Created attachment 427690 [details] 'dmesg' errors captured in '/var/log/messages' Description of problem: Kernel.org bug also appears in RHEL 5.5 https://bugzilla.kernel.org/show_bug.cgi?id=14831 Version-Release number of selected component (if applicable): RHEL 5.5 kernel 2.6.18-194.3.1.el5 MPT2BIOS 7.05.01.00 (2010.09.09) SAS2008-IT 5.00.00.00 RHEL 5.4 kernel 2.6.18-164.10.1.el5 MPT2BIOS 7.03.00.00 (2009-10-12) SAS2008-IR 4.00.00.00 How reproducible: Configure LSI 2008 in Supermicro 1026T-URF for JBOD operation with eight drives. 'lvm2' striped volume (RAID0). Configure and activate 'smartd'. Write data to volume at varying rates. Slower seems more likely to produce fault. Actual results: Controller resets and drops drive. Reboot and drive recovers. Disable 'smartd' and it functions correctly. Expected results: Should work perfectly. Additional info: 'dmesg' errors in attachment.

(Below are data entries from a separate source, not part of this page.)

PR #21, opened 2022-10-12
feat: introduce packet id to check acknowledgement for concrete packet id

NeverHappened:
related to [this task](https://p2pvalidator.atlassian.net/browse/NTRN-221)
- use sequence id to query for needed acknowledgement result instead of just the last one


oopcode (approved):

src/testcases/interchaintx.test.ts
```diff
@@ -375,6 +373,7 @@ const waitForAck = (
   cm: CosmosWrapper,
   contractAddress: string,
   icaId: string,
+  sequenceId: number,
```
swelf19, line 376: Why do not return the ack in the `waitForAck` function, instead of making separate call `getAck`

swelf19 (dismissed):

pr0n00gler (approved):

PR #24, opened 2022-10-14
fix: updated test according new contracts method name

swelf19:
contracts pr: https://github.com/neutron-org/neutron-contracts/pull/43


foxpy:
@swelf19 CI basically asks you to run `yarn fmt`

foxpy (changes requested):

foxpy:
Why do you target main instead of audit fixes branch?

PR #39, opened 2022-11-18
printing versions of services after starting containers

oldremez:
1. After starting containers, test code request versions of the binaries inside the containers so we can be sure we're running the version we expect to run
2. Makefile fixed to pass the flags to neutron-query-relayer builder container

### DIFF
--- a/src/helpers/env.ts
+++ b/src/helpers/env.ts
@@ -23,6 +23,7 @@ export const setup = async (host: string) => {
   } catch (e) {}
   console.log('Starting container... it may take long');
   execSync(`cd setup && make start-cosmopark`);
+  showVersions();
   await waitForHTTP(host);
   await waitForChannel(host);
   alreadySetUp = true;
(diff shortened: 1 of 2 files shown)


src/helpers/env.ts
```diff
@@ -69,3 +70,31 @@ export const waitForChannel = async (
   }
   throw new Error('No channel opened');
 };
+
+export const showVersions = () => {
```
albertandrejev, line 74: It would be great to show `commit` for `neutrond` and `gaiad` as well.

albertandrejev (dismissed):

src/helpers/env.ts
```diff
@@ -79,13 +79,16 @@ export const showVersions = () => {
   const servicesAndGetVersionCommands = [
     [
       'neutrond',
-      'cd setup && docker compose exec neutron-node /go/bin/neutrond version',
+      `cd setup && docker compose exec neutron-node sh -c "/go/bin/neutrond version version --long | grep '^commit\\|^version'"`,
```
albertandrejev, line 82: you added `version` twice by mistake.

oldremez: Actually, I decided to try to move the complexity from weird-ass shell one-liner to ts code but how it even worked lol

albertandrejev (approved):

ratik (approved):

PR #42, opened 2022-11-24
feat: NTRN-267. ICQ removal after timeout

albertandrejev:
**Summary**

It is possible by anyone to delete ICQ after submission timeout and receive deposit from it. We need tests for this behavior.

**DoD**

Following test cases should be implemented:

- attempt to delete ICQ before submission timeout should fail;
- attempt to delete ICQ after submission timeout should succeed (and funds should be returned);
- change of timeout via governance should be reflected (in case if it is impossible to use governance in current integration tests, TODO comment should be left);
- change of deposit should be reflected, it is especially important to check that the whole deposit is always being returned (in case if it is impossible to use governance in current integration tests, TODO comment should be left).

**Related PRs**
https://github.com/neutron-org/neutron/pull/95
https://github.com/neutron-org/neutron-dev-contracts/pull/1


oopcode (approved):

.gitignore
```diff
@@ -13,4 +12,4 @@ contracts/artifacts/checksums.txt
 .vscode
 
 write-file-atomic*
-*.wasm
```
ratik, line 16: are we going to store binaries again?

albertandrejev: only for DAO contracts

foxpy: please don't :crying_cat_face:

albertandrejev: Yes, it should move to the meta-repo. Let's see

src/testcases/interchain_kv_query.test.ts
```diff
@@ -116,22 +117,100 @@ const registerBalanceQuery = async (
...
+  await cm.executeProposal(proposalId, wallet.address.toString());
+
+  await waitBlocks(cm.sdk, 5);
+
+  /*await getWithAttempts(
+    cm.sdk,
+    () => cm.queryProposal(proposalId.toString()),
+    async (response) => response.proposal?.status === 'PROPOSAL_STATUS_PASSED',
+    20,
+  );*/
```
foxpy, line 189: Wait, why is it commented out? I see you wanted to wait for actual proposal approval, but instead you just wait for N blocks to pass. Please remove fixed sleeps and wait until proposal is accepted.

foxpy (changes requested):

src/testcases/interchain_kv_query.test.ts
albertandrejev: fixed

foxpy (commented):
As much as I would like to approve it, two last tests in KV query test suite are failing.

albertandrejev:
> As much as I would like to approve it, two last tests in KV query test suite are failing.

Yes, I know. I said about it in my message. I believe these tests should be fixed in the https://github.com/neutron-org/neutron-integration-tests/pull/51
This happens because of incompatibility in the old DAO contracts the last changes in neutron.

foxpy (approved):
Let's get it merged for now

quasisamurai (approved):
tested ack

PR #46, opened 2022-11-29
fix: NTRN-278. Fix integration tests to work with interchain security

albertandrejev:
Make integration tests work with latest version of neutron with CCV modules.
It should work with `main` version of `neutron`.


oopcode (approved):
utACK

PR #47, opened 2022-12-01
Show contracts hashes

oldremez:


ratik (approved):

src/helpers/cosmos.ts
```diff
@@ -442,3 +447,20 @@ export const getSequenceId = (rawLog: string | undefined): number => {
...
+    hashes[NeutronContract[key]] = crypto
+      .createHash('sha256')
+      .update(binary)
+      .digest('hex');
+  }
+  return hashes;
+};
+
+const getContractBinary = async (fileName: string): Promise<Buffer> => {
+  const contractPath = process.env.CONTRACTS_PATH || './contracts/artifacts';
```
albertandrejev, line 464: I think we can move this line on line 25, or somewhere there.

src/helpers/env.ts
```diff
@@ -113,3 +116,14 @@ export const showVersions = () => {
...
+const showContractsHashes = async () => {
+  const hashes = await getContractsHashes();
+
+  let result = 'Contracts hashes:\n';
+  for (const key of Object.keys(hashes)) {
+    result = result.concat(`${hashes[key]} ${key}\n`);
+  }
+
+  console.log(result);
+};
```
albertandrejev, line 129: I think this code is too complicated. What do you think to move content of the `getContractsHashes` here and simply print output? Something like:
```typescript
const showContractsHashes = async (): Promise<void> => {
  for (const key of Object.keys(NeutronContract)) {
    const binary = await getContractBinary(NeutronContract[key]);
    const hash = crypto
      .createHash('sha256')
      .update(binary)
      .digest('hex');
     console.log(`${hash} ${key}\n`);
  }
};
```

src/helpers/cosmos.ts
oldremez: Yup, reasonable, will do

src/helpers/env.ts
oldremez: I wrote this while keeping in mind that we will (1) implement comparing hashes with what we have on github and (2) adapt the code to use different environments (k8s and so on) further, so that show/get hashes functions will be separated anyway eventually.

src/helpers/cosmos.ts
```diff
@@ -17,11 +17,13 @@ import { CosmosSDK } from '@cosmos-client/core/cjs/sdk';
 import ICoin = cosmos.base.v1beta1.ICoin;
 import { ibc } from '@cosmos-client/ibc/cjs/proto';
 import IHeight = ibc.core.client.v1.IHeight;
+import crypto from 'crypto';
 
 export const NEUTRON_DENOM = process.env.NEUTRON_DENOM || 'stake';
 export const COSMOS_DENOM = process.env.COSMOS_DENOM || 'uatom';
 export const IBC_RELAYER_NEUTRON_ADDRESS =
   'neutron1mjk79fjjgpplak5wq838w0yd982gzkyf8fxu8u';
+const contractPath = process.env.CONTRACTS_PATH || './contracts/artifacts';
```
albertandrejev, line 26: Can you use same case convention for constant names please?

oldremez:
Oh btw fixed readme here (removed branch specification since we changed the main branch for contracts to `main` that's the default one in script) just not to create a separate PR for that small change

src/helpers/cosmos.ts
oldremez: 🤦‍♂️

sotnikov-s (approved):

albertandrejev (approved):

ratik (approved):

Created attachment 439020 [details] kernel messages from failure Happened again with 'smartd' disabled and with *latest* kernel, LSI device driver and LSI IT (initiator target) firmware. Took 37 days of uptime for it to happen. Failure was during moderate write activity rather than light activity as with the 'smartd' pass-through transactions. Kernel messages attached. kernel 5.5 2.6.18-194.8.1.el5 MPT2BIOS-7.05.01.00 (2010.02.09) SAS2008-IT 5.00.00.00 LSI driver mpt2sas-05.00.00.00
Created attachment 439021 [details] kernel messages from corresponding boot
Created attachment 441691 [details] kernel messages from failure with logging_level=0x1F8 Another controller crash, this time with logging_level=0x1F8 set per upstream developer's instruction.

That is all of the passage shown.